Originally Posted by

**MechEng** Ah, I did consider the substitution you recommended. However, the section I am working on is trigonometric substitution. As such, I feel it would be best to stick with the trig substitution here.

So, if I am understanding this correctly... if I get my anti-derivative in terms of x, then there is no need to calculate new terminals? In this case my answer would simply be $\displaystyle -\frac{5}{18}-\frac{\sqrt{13}}{3}$ ? Mr F says: The second term is not correct. Take more care with the arithmetic.

What is the purpose of finding new terminals in this case? Mr F says: None.

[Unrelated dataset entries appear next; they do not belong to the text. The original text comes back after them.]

PR #3, opened 2019-06-06
Added Simple NPC that drives forward and backward

Gursaanj:
Created a NPC abstract class for all future and current vehicle NPC to derive from, giving some fundament public methods as well as some properties that all NPC should have (RigidBody2D , Collider2D ...) and I created one prefab called simple car which is a vehicle NPC that (at a given angle from the vertical) will move back and forth for a given distance at a given speed. Ofcourse alot more newer NPC can be made now (with different functionality) but that will be added in over time with the consensus  of the group.  I plan to create another Abstract Class for just static objects within the coming days


Assets/Script/SimpleCar.cs
```diff
@@ -0,0 +1,90 @@
...
+    private float rotation;
+
+    /// <summary> 
+    /// At the beginning the RigidBody2D (and the collider technically)
+    /// is attached to the script. The rotation of the object is set 
+    /// and the distance from the origin of the simple car is calculated 
+    /// </summary>
+    private void Start()
+    {
+        this.rb = gameObject.GetComponent<Rigidbody2D>();
```
m4rtint: Can you place all the  gameObject.GetComponent stufff into Awake();

Assets/Script/SimpleCar.cs
```diff
@@ -0,0 +1,90 @@
...
+    }
+
+    /// <summary>
+    /// Set up the movement of the NPC to update per physical frame
+    /// When the NPC reaches the determined distance from its starting position
+    /// reverse the motion
+    /// </summary>
+    private void FixedUpdate()
+    {
+        this.Translate(this.speed, Time.deltaTime);
```
m4rtint: Can you place these into separate methods?

Assets/Script/SimpleCar.cs
```diff
@@ -0,0 +1,90 @@
...
+
+        if (this.Distance(this.transform.position.x, this.transform.position.y) - this.startDistance >= this.distance)
```
m4rtint: You can place this inside change Direction() method
`if (this.Distance(this.transform.position.x, this.transform.position.y) - this.startDistance >= this.distance) {
this.speed *= -1
}`

Assets/Scenes/SampleScene.unity
```diff
@@ -50,7 +50,6 @@ LightmapSettings:
     m_BounceScale: 1
```
m4rtint: Would you know how to uncommiit this?

m4rtint: This file i meant

Assets/Script/VehicleNPC.cs
```diff
@@ -0,0 +1,47 @@
...
+{
+    /// <summary>
+    /// Determines the distance of the NPC using the global x and y position via pythagoras 
+    /// </summary>
+    /// <param name="x">The x distance from origin</param>
+    /// <param name="y">The y distance from origin</param>
+    /// <returns>The direct distance from origin</returns>
+    public float Distance(float x, float y)
+    {
+        float z = Mathf.Sqrt(Mathf.Pow(x, 2) + Mathf.Pow(y, 2));
```
m4rtint: No need to store this in variable z, just return this

Assets/Script/SimpleCar.cs
m4rtint: btw, no need to write gameObject, can just call GetComponent

mikeslgoh:
[Simple NPC/obstacles](https://trello.com/c/lD4CyGtL/18-simple-npc-obstacles)

Assets/Scenes/SampleScene.unity
Gursaanj: hmm Im not sure, Ill look online and see if I can

If I cant someone can just help me do it today sometime during the meeting haha

mikeslgoh: what is this exactly? To uncommit, you can just remove whatever that file is and then commit that change to your branch. It should remove it from your commit @Gursaanj

m4rtint: @Gursaanj  a super simple way to do this is to 
1)checkout from develop
2)copy the SampleScene.unity file somewhere
3)checkout this branch/pullrequest
4)paste this unity scene back.

this would overwrite the file to be back to whatever develop was

Gursaanj: So just copy the SampleScene.unity from develop and then replace the one in my branch with that. Then recommit?

m4rtint: yeah that works

Assets/Script/SimpleCar.cs
Gursaanj: You mean take out Translate from FixedUpdate() ?

Assets/Script/SimpleCar.cs
Gursaanj: Do you mean that I should put  only the collider2D and the RigidBody2D in the void Awake and keep the rest in the void Start. 

Or do you mean I should just scrap Void Start and use void Awake only?

mikeslgoh: @Gursaanj I think he meant keep START still for things like .Rotate and this.Distance

Assets/Script/SimpleCar.cs
mikeslgoh: I would recommend this.Translate is one method and the calculation for your IF statement is another method since it isn't a simple comparison. @m4rtint is that right?

Assets/Script/SimpleCar.cs
Gursaanj: Okay Thought so. Will do  Thanks

Assets/Script/SimpleCar.cs
Gursaanj: I would agree with @mikeslgoh  but maybe I don't the most efficient way of doing it

m4rtint: @Gursaanj  Basically what @mikeslgoh said. 
I guess this one line isn't a huge deal. but for sure the if statement in another method, so we know what's going on in the if statement.

Gursaanj: For sure, I placed the If statement in the Change direction Method. So right now it is just the Translate() and the ChangeDirection() Methods in the FixedUpdate()

mikeslgoh: Should be fine then. Yeah the one line shouldn't be an issue since I think its explained in your summary tag

Gursaanj: Sounds good. Thanks

Assets/Script/SimpleCar.cs
```diff
@@ -0,0 +1,97 @@
...
+    [Range(0, 360)]
+    private float rotation;
+
+    /// <summary>
+    /// At the beginning the RigidBody2D (and the collider technically)
+    /// is attached to the script.
+    /// </summary>
+    private void Awake()
+    {
+        this.rb = gameObject.GetComponent<Rigidbody2D>();
```
m4rtint: You can remove the gameObject variable. 


Also this.rb.gravityScale could be in Start()

Assets/Script/SimpleCar.cs
```diff
@@ -0,0 +1,97 @@
...
+
+        this.ChangeDirection();
+    }
+
+    /// <summary>
+    /// Reverses the motion of the NPC at given condition
+    /// </summary>
+    private void ChangeDirection()
+    {
+        if (this.Distance(transform.position.x, transform.position.y) - this.startDistance >= this.distance)
```
m4rtint: I'm surprised stylecop don't complain over transform.position.x

thought they wanted this. 
 oh well

PR #4, opened 2019-06-06
Simple indicator for car

mikeslgoh:
Created a simple indicator that uses an arrow sprite to direct the player to a target (parking spot)


Assets/Script/ParkingIndicator.cs
```diff
@@ -0,0 +1,66 @@
...
+
+    /// <summary>
+    /// Sets the children active.
+    /// </summary>
+    /// <param name="value"> Set children to either true or false </param>
+    private void SetChildrenActive(bool value)
+    {
+        foreach (Transform child in this.transform)
+        {
+            child.gameObject.SetActive(value);
```
m4rtint: What is the child of this gameObject? 

fun fact - in this case for (int i = 0 ; i < size; i++){ }
this is more efficient for this case, since it's not creating an extra temp variable "child", so unless you use child more than once, it's less efficient using foreach. 

No need to change this, just something Ryan Oh told me about.

mikeslgoh: The child is the arrow sprite. In the tutorials I found, they did not apply the script onto the arrow sprite itself but on the parent of the sprite. Also, that might something I make a change to when I change this implementation since it is rather simple still.

m4rtint: okay that makes sense. Separating the logic/script from the UI/Sprite

mikeslgoh:
[Indicator](https://trello.com/c/gpuPHt7F/15-indicator)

I got my new terminals as shown below:

$\displaystyle x=1$

$\displaystyle \theta=x$

$\displaystyle 1=\frac{3}{2}tan\theta$

$\displaystyle tan\theta=\frac{2}{3}$

$\displaystyle \theta=tan^{-1}(\frac{2}{3})$

AND

$\displaystyle x=2$

$\displaystyle \theta=x$

$\displaystyle 2=\frac{3}{2}tan\theta$

$\displaystyle tan\theta=\frac{4}{3}$

$\displaystyle \theta=tan^{-1}(\frac{4}{3})$

Ah... does this look a little more correct? Mr F says: Yes.